# Daten von Handy auf PC schicken per Bluetooth



## Wendigo (25. April 2009)

Wie der Titel schon sagt hab ich das vor. Allerdings fehlt mir nun das Programm dazu. 
Leider ist die eigentlich CD die mir dies mal ermöglicht hat nicht mehr aufzufinden.
Suche daher ein passendes Ersatzprogramm.


----------



## Phil_5 (25. April 2009)

Das müsste ja auch eigentlich ohne spezielles Programm funktionieren. 
Einfach die beiden Geräte connecten via Bluetooth und dan am Handy die Datei via Bluetooth schicken.

PS: Was fürn Handy is es den ?


----------



## Wendigo (25. April 2009)

Das hab ich schon versucht. Die beiden sehen sich schon aber sobal ich was schicken möchte, wird mir angezeitg, dass die Verbindung nicht möglich ist.

Nokia 6600


----------



## Phil_5 (25. April 2009)

Also im Prinzip läuft das wie folgt:
1. Beide Geräte müssen auf "sichtbar" gestellt sein (nicht auf verborgen)
2. Danach müssen die beiden sich verbinden (eventuell mit Key)
3. Müsste eigentlich dan zum versenden gehen (EDIT: am PC kommt dan normal ein Fenster wo du die eingehenden Daten akzeptieren musst)

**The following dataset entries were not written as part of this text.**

PR #2727, opened 2026-07-10
fix(quinn-udp): avoid permanent `EWOULDBLOCK` from macOS `sendmsg` bug

larseggert:
Non-blocking `sendmsg`/`sendmsg_x` on Apple platforms can permanently return with `EWOULDBLOCK` when a datagram plus its `cmsg` lands just under `SO_SNDBUF`. Enforce a safe `SO_SNDBUF` floor on socket creation and resize, with a per-send `EMSGSIZE` safety net.

See https://feedbackassistant.apple.com/feedback/23671230

### DIFF
--- a/quinn-udp/src/unix.rs
+++ b/quinn-udp/src/unix.rs
@@ -197,6 +197,15 @@ impl UdpSocketState {
             )?;
         }
 
+        // Enlarge SO_SNDBUF to a safe minimum.
+        #[cfg(apple)]
+        if io
+            .send_buffer_size()
+            .is_ok_and(|cur| cur < Self::MIN_SAFE_SNDBUF)
+        {
+            let _ = io.set_send_buffer_size(Self::MIN_SAFE_SNDBUF);
+        }
+
         let now = Instant::now();
         Ok(Self {
             last_send_error: Mutex::new(now.checked_sub(2 * IO_ERROR_LOG_INTERVAL).unwrap_or(now)),
@@ -331,8 +340,20 @@ impl UdpSocketState {
     }
 
     /// Resize the send buffer of `socket` to `bytes`
+    ///
+    /// On Apple platforms, `bytes` is silently raised to a safe minimum if smaller.
     #[inline]
     pub fn set_send_buffer_size(&self, socket: UdpSockRef<'_>, bytes: usize) -> io::Result<()> {
+        #[cfg(apple)]
+        let bytes = if bytes < Self::MIN_SAFE_SNDBUF {
+            crate::log::debug!(
+                "raising requested SO_SNDBUF from {bytes} to {}",
+                Self::MIN_SAFE_SNDBUF
+            );
+            Self::MIN_SAFE_SNDBUF
+        } else {
+            bytes
+        };
         socket.0.set_send_buffer_size(bytes)
     }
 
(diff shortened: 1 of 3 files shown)


djc:
(Needs a rebase both to get CI to pass and to fix some conflicts.)

thomaseizinger (approved):
Concept ACK

Can we split those two orthogonal things into separate commits? The send buffer size minimum and the runtime check returning EMSGSIZE

quinn-udp/src/unix.rs
```diff
@@ -50,6 +50,12 @@ pub struct UdpSocketState {
     apple_fast_path: AtomicBool,
 }
 
+/// Smallest `SO_SNDBUF` that mitigates https://feedbackassistant.apple.com/feedback/23671230:
+/// On macOS, a non-blocking SOCK_DGRAM `sendmsg`/`sendmsg_x` call with ancillary data returns
+/// `EWOULDBLOCK` when the payload length is at or just under `SO_SNDBUF`.
+#[cfg(apple)]
+const MIN_SAFE_SNDBUF: usize = 65535 + cmsg::LEN;
```
djc: Nit: let's move this to the bottom of the `UdpSocketState` `impl` block.

quinn-udp/src/unix.rs
```diff
@@ -197,6 +203,12 @@ impl UdpSocketState {
             )?;
         }
 
+        #[cfg(apple)]
+        // Enlarge SO_SNDBUF to a safe minimum.
```
djc, line 204: Nit: comment before attributes, please.

quinn-udp/tests/tests.rs
```diff
@@ -484,6 +488,120 @@ fn apple_fast_datapath() {
     assert_eq!(total_received, segments, "should receive all segments");
 }
 
+#[cfg(apple)]
```
djc: Nits: callers before callees.

quinn-udp/src/unix.rs
```diff
@@ -205,9 +209,12 @@ impl UdpSocketState {
 
         #[cfg(apple)]
         // Enlarge SO_SNDBUF to a safe minimum.
-        if io.send_buffer_size().is_ok_and(|cur| cur < MIN_SAFE_SNDBUF) {
-            let _ = io.set_send_buffer_size(MIN_SAFE_SNDBUF);
-        }
+        let send_buffer_size = {
```
djc: Nit: the nested scope doesn't seem very useful here?

quinn-udp/src/unix.rs
```diff
@@ -547,10 +562,33 @@ pub(crate) fn send_single(
...
 
+#[cfg(apple)]
+fn query_send_buffer_size(io: &SockRef<'_>) -> usize {
+    io.send_buffer_size().unwrap_or(usize::MAX)
+}
+
+/// Safety net returning `EMSGSIZE` for payload sizes in the bug's region.
+#[cfg(apple)]
+pub(crate) fn check_send_buffer_limit(
+    state: &UdpSocketState,
```
djc: Why aren't these `UdpSocketState` methods?

quinn-udp/src/unix.rs
```diff
@@ -354,7 +363,13 @@ impl UdpSocketState {
         } else {
             bytes
         };
-        socket.0.set_send_buffer_size(bytes)
+        socket.0.set_send_buffer_size(bytes)?;
```
djc, line 363: Should the `send_buffer_size.store()` call happen inside `set_send_buffer_size()`?

djc (approved):

djc:
Thanks!

Issue #2487, opened 2025-12-27
Expose ECN information in Controller::on_ack


B1gG:
## Summary
Add ECN (Explicit Congestion Notification) visibility to the `Controller::on_ack` callback to enable custom congestion control algorithms to react to per-packet ECN CE marks.

## Motivation
Currently, Quinn's `Controller` trait receives ECN CE information only through `on_congestion_event`, which is triggered after ECN-based congestion detection. However, custom congestion control algorithms may need finer-grained access to ECN information on a per-ACK basis to:

1. **Implement ECN-aware algorithms**: Custom controllers could implement sophisticated ECN-based congestion control (e.g., DCTCP-like algorithms, L4S, or experimental protocols)
2. **Early congestion detection**: React to ECN CE marks before they accumulate into a congestion event
3. **Telemetry and monitoring**: Track ECN mark rates for debugging and performance analysis
4. **Research and experimentation**: Enable development of novel congestion control mechanisms that leverage ECN

## Proposed API Change

Modify the `Controller::on_ack` method signature to include ECN information:

```rust
fn on_ack(
    &mut self,
    now: Instant,
    sent: Instant,
    bytes: u64,
    app_limited: bool,
    rtt: &RttEstimator,
    ecn: Option<EcnCodepoint>,
) {
    // Default implementation remains unchanged for backward compatibility
}
```

### Parameters
- `ecn`: An `Option<EcnCodepoint>` indicating the ECN marking on the acknowledged packet
  - `Some(EcnCodepoint::Ce)`: Packet was marked with Congestion Experienced
  - `Some(EcnCodepoint::Ect0)` or `Some(EcnCodepoint::Ect1)`: ECN-capable but not congested
  - `None`: No ECN information available (e.g., peer doesn't support ECN, or network stripped ECN bits)

## Example Use Case

```rust
impl Controller for CustomController {
    fn on_ack(
        &mut self,
        now: Instant,
        sent: Instant,
        bytes: u64,
        app_limited: bool,
        rtt: &RttEstimator,
        ecn: Option<EcnCodepoint>,
    ) {
        // Track ECN CE marks for telemetry
        if let Some(EcnCodepoint::Ce) = ecn {
            self.ce_marks_received += 1;
            // React immediately to congestion signal
            self.reduce_cwnd_early();
        }
        
        // Continue with normal ACK processing
        self.handle_ack(bytes, rtt);
    }
}
```

djc:
[...]

PR #2729, opened 2026-07-10
Implement L4S support and the Prague CCA

### LINKED ISSUE #1498: Consider Pargue (L4S-compliant) congestion control support
[draft-briscoe-iccrg-prague-congestion-control-01](https://datatracker.ietf.org/doc/html/draft-briscoe-iccrg-prague-congestion-control-01) proposes a new congestion controller that performs well on paths bottlenecked on ECN-capable links. I believe these are rare in most networks, but it might still be interesting to support. Another avenue to explore might be extending Cubic or BBR to satisfy L4S requirements.

zoltanszatmary:
## Summary

This change set introduces support for the **Low Latency, Low Loss, and Scalable Throughput (L4S)** architecture (RFC 9330) by exposing ECN configuration and implementing the Prague scalable congestion control algorithm.

## Changes

The changes made are three-fold:

1. **ECN Configuration**: Adds configurable ECN modes (`Classic`, `L4S`, or `Disabled`) to `TransportConfig` and enables `ECT(1)` markings.
2. **TCP Prague**: Implements the Prague congestion control algorithm with EWMA-based $\alpha$ (CE-fraction) estimation, virtual RTT scaling to reduce RTT dependence, and loss/ECN event double-reduction cooldowns.
3. **`quinn-perf` Support**: Updates `quinn-perf` to support Prague and configured ECN, tracks stream RTT/RTTvar, and optimizes client shutdown logic.

## Testing & Verification

To verify the implementation, I created a Mininet-based testbed (available [here](https://github.com/Zotyamester/l4s-bench), though unfortunately, not everything is documented as of yet), the topology of which is seen in the figure below.

env

I measured six metrics in time (four endpoint-based, and one network-based).
Namely, one-way delay, RTT, CWND, network queue length, Prague's alpha value,
and the estimated throughput. The endpoint-based metrics were gathered and/or
derived from qlog entries (e.g., for calculating the one-way delay estimates,
the script paired up corresponding 1RTT packets -- assuming most packets were
not dropped). On the other hand, the queue length was monitored by a short
script running on the host taking the role of the router (configured with a
DualPI2 queue on its outbound interface facing the quinn-perf server host).

During the measurement scenario here, the quinn-perf client (on host h1) ran
for 60 seconds, continuously sending data to the quinn-perf server (on host h2)
through the network, with each round-trip experiencing a total delay of 24 ms,
and the network bandwidth being limited to 32 Mbps (with HTB).

The results of this run are depicted in the figure below.

plot

## Referenced Issues

Fixes #1498 #2487.

### DIFF
--- a/perf/src/client.rs
+++ b/perf/src/client.rs
@@ -165,6 +165,7 @@ pub async fn run(opt: Opt) -> Result<()> {
     let mut stats = Stats::default();
 
     let stats_fut = async {
+        let total_duration = Duration::from_secs(opt.duration);
         let interval_duration = Duration::from_secs(opt.interval);
 
         #[cfg(feature = "json-output")]
@@ -172,9 +173,16 @@ pub async fn run(opt: Opt) -> Result<()> {
         #[cfg(not(feature = "json-output"))]
         let allow_table_output = true;
 
+        // Periodically report statistics.
         loop {
+            let elapsed = stats.elapsed_since_start();
+            let remaining = total_duration.saturating_sub(elapsed);
+            if remaining.is_zero() {
+                break;
+            }
+
             let start = Instant::now();
-            tokio::time::sleep(interval_duration).await;
+            tokio::time::sleep(interval_duration.min(remaining)).await;
             {
                 stats.on_interval(start, &stream_stats);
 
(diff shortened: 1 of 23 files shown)


djc:
Thanks for working on this! My review queue is a bit full so it might take me some time to give this a serious look. Also, I will be reviewing

- https://github.com/quinn-rs/quinn/pull/2481

before getting to this, which also makes some changes to the congestion controller interface. Would be good if you can have a look at whether any changes you've made to the trait are incompatible (if so, maybe give feedback on that PR).

zoltanszatmary:
Well, aside from that few parts of the code base where congestion control was touched by both branches (e.g., quinn-perf's `--congestion` selector, which could cause a minor merge conflicts), I don't see any major incompatibilities. Although, I certainly see that the `Controller` interface is getting a bit out of hand.

I mean I extended it with 7 more methods in addition to the 3 new methods added in his patch.

I've been thinking of better ways to achieve the same thing with less addition to the interface, but I couldn't come up with any so far. Or maybe one...?

So currently, Prague relies on an inner `Controller` composed inside of it for increasing the window until it receives increased ECN counts (e.g., regular old AIMD with `NewReno`). This however, could be changed by integrating the logic from `NewReno` directly into `Prague` at the cost of some code duplication.

`Pacer::delay` has also been modified by both of us, so there's that, but I find it one of the less important changes from this PR.

PR #2736, opened 2026-07-15
Ignore EMSGSIZE error triggered by ICMP Frag Needed (Path To Big)

### LINKED ISSUE #2733: [quinn] I/O error: Message too long
## Bug Description

When running a simple `quinn-perf` benchmark on my testbed (consisting of two VMs interconnected through a 5G test network), `sendmsg` fails on both ends of the connection right before the first packets are sent (see the logs below).

*Client:*
> $ ./quinn-perf client --ip <SERVER_IP> --duration 10
> 2026-07-14T08:48:46.714515Z  WARN perf: Unable to set desired send buffer size. Desired: 2097152, Actual: 425984
> 2026-07-14T08:48:46.714559Z  WARN perf: Unable to set desired recv buffer size. Desired: 2097152, Actual: 425984
> 2026-07-14T08:48:46.800090Z  WARN quinn_udp: sendmsg error: Os { code: 111, kind: ConnectionRefused, message: "Connection refused" }, Transmit: { destination: <SERVER_IP>:4433, src_ip: None, ecn: None, len: 2652, segment_size: Some(1326) }
> ^C2026-07-14T08:48:49.103102Z ERROR perf::client: request failed: connection lost: closed

*Server:*
> $ ./quinn-perf server
> 2026-07-14T08:48:44.068569Z  WARN perf: Unable to set desired send buffer size. Desired: 2097152, Actual: 425984
> 2026-07-14T08:48:44.068664Z  WARN perf: Unable to set desired recv buffer size. Desired: 2097152, Actual: 425984
> 2026-07-14T08:48:46.760799Z ERROR quinn::endpoint: I/O error: Message too long (os error 90)
> 2026-07-14T08:48:46.761083Z ERROR perf::server: request failed: connection lost: the endpoint encountered an internal error and cannot continue with the connection: endpoint driver future was dropped

I'm inclined to believe that this is not a problem with the testbed, as the connection between the two hosts is perfectly stable, and I could verify this by performing tests with `ping`, `iperf3`, and even with earlier builds of `quinn`/`quinn-perf`. Moreover, I've also tried disabling segmentation offloading (which were on by default), but it didn't show any effect on the end result.

## Reproduction

Currently, I couldn't find an exact way to reproduce it, as I have not experienced it neither when running directly on a host (and letting the client and the server connect through loopback), nor in a Mininet environment.

That said, the issue persists on my testbed, and is 100% reproducible, what's more, I was able to trace the bug's first occurrence back to commit [`57ea8a5`](https://github.com/quinn-rs/quinn/commit/57ea8a5124d67f7f2e7f13941330cd2fb05793fb) (#2721).

Zotyamester:
We're currently not handling ICMPv4 Fragmentation Needed and ICMPv6 Packet Too Big (PTB) messages since they cannot be authenticated, and Datagram Packetization Layer Path MTU Discovery (DPLPMTUD) works without it anyways.

A dedicated check for this type became necessary due to a recent change in how internal errors originating from recvmsg are exposed to the caller as errors (rather than letting the runtime silently retry the read).

Fixes #2733.

### DIFF
--- a/quinn-udp/src/lib.rs
+++ b/quinn-udp/src/lib.rs
@@ -28,13 +28,18 @@
 #![warn(clippy::use_self)]
 
 use core::time::Duration;
-use std::net::{IpAddr, Ipv6Addr, SocketAddr};
 #[cfg(unix)]
 use std::os::unix::io::AsFd;
 #[cfg(windows)]
 use std::os::windows::io::AsSocket;
+use std::{
+    io,
+    net::{IpAddr, Ipv6Addr, SocketAddr},
+};
 #[cfg(not(wasm_browser))]
 use std::{sync::Mutex, time::Instant};
+#[cfg(windows)]
+use windows_sys::Win32::Networking::WinSock;
 
 #[cfg(apple_fast)]
 mod apple_fast;
@@ -222,6 +227,32 @@ pub enum TransportErrorPayload {
     },
     /// Other transport-layer or kernel-reported error
     Other,
+}
+
+/// Returns true if the given I/O error corresponds to a message size error
+///
+/// Useful, for example, after invoking [`io::Error::last_os_error()`]
+/// to check if the last OS error was a message size error
+/// (EMSGSIZE on Unix, WSAEMSGSIZE on Windows).
+///
+/// Note: EMSGSIZE's value is not standardized across OSes (90 on Linux,
+/// 40 on macOS/iOS/BSD; on Windows, `io::Error::raw_os_error()` returns
+/// the Winsock error WSAEMSGSIZE (10040) via `GetLastError()`, which is
+/// distinct from the MSVCRT `errno.h` EMSGSIZE value of 115, which is
+/// never actually populated by socket operations).
+pub fn is_msg_size_err(err: &io::Error) -> bool {
+    #[cfg(unix)]
+    {
+        err.raw_os_error() == Some(libc::EMSGSIZE)
+    }
+    #[cfg(windows)]
+    {
+        err.raw_os_error() == Some(WinSock::WSAEMSGSIZE)
+    }
+    #[cfg(not(any(unix, windows)))]
+    {
+        false
+    }
 }
 
 /// Log at most 1 IO error per minute
--- a/quinn/src/endpoint.rs
+++ b/quinn/src/endpoint.rs
@@ -40,7 +40,7 @@ use rustc_hash::FxHashMap;
 use socket2::{Domain, Protocol, Socket, Type};
 use tokio::sync::{Notify, futures::Notified, mpsc};
 use tracing::{Instrument, Span};
-use udp::{BATCH_SIZE, RecvMeta};
+use udp::{BATCH_SIZE, RecvMeta, is_msg_size_err};
 
 use crate::{
     ConnectionEvent, EndpointConfig, IO_LOOP_BOUND, RECV_TIME_BOUND, VarInt,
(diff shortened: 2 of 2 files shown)


quinn-udp/src/lib.rs
```diff
@@ -143,6 +145,30 @@ impl Default for RecvMeta {
...
+
+/// Returns true if the given error corresponds to a message size error returned by,
+/// for example, [`io::Error::raw_os_error`] (EMSGSIZE on Unix, WSAEMSGSIZE on Windows)
+///
+/// Note: EMSGSIZE's value is not standardized across OSes (90 on Linux,
+/// 40 on macOS/iOS/BSD; on Windows, `io::Error::raw_os_error()` returns
+/// the Winsock error WSAEMSGSIZE (=10040) via `GetLastError()`, which is
+/// distinct from the MSVCRT `errno.h` EMSGSIZE value of 115, which is
+/// never actually populated by socket operations).
+pub fn is_msg_size_err(err: &io::Error) -> bool {
```
djc: Nit: let's move this after `TransportErrorPayload`.

quinn-udp/src/lib.rs
```diff
@@ -143,6 +145,30 @@ impl Default for RecvMeta {
     }
 }
 
+
+/// Returns true if the given error corresponds to a message size error returned by,
+/// for example, [`io::Error::raw_os_error`] (EMSGSIZE on Unix, WSAEMSGSIZE on Windows)
```
djc: Nit: the initial sentence of the docstring should fit on a single line.

quinn-udp/src/lib.rs
```diff
@@ -143,6 +145,30 @@ impl Default for RecvMeta {
...
+/// distinct from the MSVCRT `errno.h` EMSGSIZE value of 115, which is
+/// never actually populated by socket operations).
+pub fn is_msg_size_err(err: &io::Error) -> bool {
+    #[cfg(unix)]
+    {
+        err.raw_os_error() == Some(libc::EMSGSIZE)
+    }
+    #[cfg(windows)]
+    {
+        err.raw_os_error() == Some(windows_sys::Win32::Networking::WinSock::WSAEMSGSIZE)
```
djc: Nit: import `WinSock` or `WSAEMSGSIZE` directly at the top of the module, please.

djc (approved):
LGTM modulo some nits, thanks!

djc:
Don't forget to run `cargo fmt`.

zoltanszatmary:
> Don't forget to run cargo fmt.

Fair point, sorry about that. Except, the only thing I forgot to run was that. Build, check, fix, clippy were all run before pushing.

mxinden (approved):
In favor. Allows me to remove the exact same code on the Firefox side.

https://github.com/mozilla/neqo/blob/8a04d065c2d35c8e8fd804f91c7081ab6bb60b89/neqo-udp/src/lib.rs#L108-L123

zoltanszatmary:
> Allows me to remove the exact same code on the Firefox side.

Perhaps we can just relocate the function here? It appears to be somewhat more robust. For example, it also handles the edge case of Windows USO (UDP Segmentation Offload) that I didn't cover here.

Ralith (approved):

djc:
> > Allows me to remove the exact same code on the Firefox side.
> 
> Perhaps we can just relocate the function here? It appears to be somewhat more robust. For example, it also handles the edge case of Windows USO (UDP Segmentation Offload) that I didn't cover here.

@mxinden do you think that would make sense? Open to having this as a followup.

The other thing I was wondering is, should we feed this back into PMTUD as a signal?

Ich denke mal du meinst den Nokia PC Suite:
Nokia Österreich - Download - Nokia PC Suite


----------



## Wendigo (25. April 2009)

Funktioniert. Danke!


----------



## Timk. (14. April 2010)

Ähm kann mir einer ne beschreibung dafür schrieben also auf was ich beim pc drauf muss also zb so ...->...->...->...->...-> Blabla bitte
Habe windows xp


----------



## Wendigo (14. April 2010)

Ich schiebe ich eigentlich eine MMC Karte in en Laptop? Will ja nichts falsch machen. Habe en Laptop der R522 Baureihe.


----------



## call_911 (15. April 2010)

Da kannst nix falsch machen solang du net mit gewalt die Karte reinpresst da sie blockiert wenn du sie falsch reinsteckst... Einfach ausprobieren aber ich denk sie gehört mit den Kontakten unter und Schlitz vorraus rein....


----------



## Herbboy (15. April 2010)

Musst aber aufpassen - kann der Reader das Format denn lesen? und auch dann aufpassen: ich hab meinen cardreader meines laptops mit ner Speicherkarte geschrottet, ich weiß nicht, mehr, was für eine, aber so ne ganz flache (flacher als Sd, ich glaub es war eine Micro-M2 für sony in einem Adapter), und die karte passte in einen Schlitz, hatte aber Spiel - dabei hat die nen Kurzschluss verursacht... dummerweise waren die Slots vorne "schief nach unten" am Gehäuse, so dass man die Schlitze nicht sehen konnte - das war das fatale... hätte ich da hingeleuchtet, wär das nicht passiert.


----------



## Wendigo (16. April 2010)

Hab ein Nokia 6600. Der Schlitz vom Laptop ist vorne. So mein Verdacht. Aber was ist eigentlich das vorne auf der linken Seite? Was kommt da rein?


----------



## Herbboy (16. April 2010)

Keine Ahnung, wir wissen ja nicht, welches Notebook Du hast


----------



## Wendigo (16. April 2010)

Herbboy schrieb:


> Keine Ahnung, wir wissen ja nicht, welches Notebook Du hast


 

Eigenschaften von R522-Aura T6400 Satin | Notebooks (R-Serie) von Samsung


----------



## Herbboy (17. April 2010)

meinst Du das auf der Linken Seite neben den Anschlüssen HDMI usw. ? Das dürfte der PCI Express-Slotsein, da gibt es Karten zB für sound, TV usw., sind aber idR recht teuer und lohnen sich für den Normaluser nicht.


----------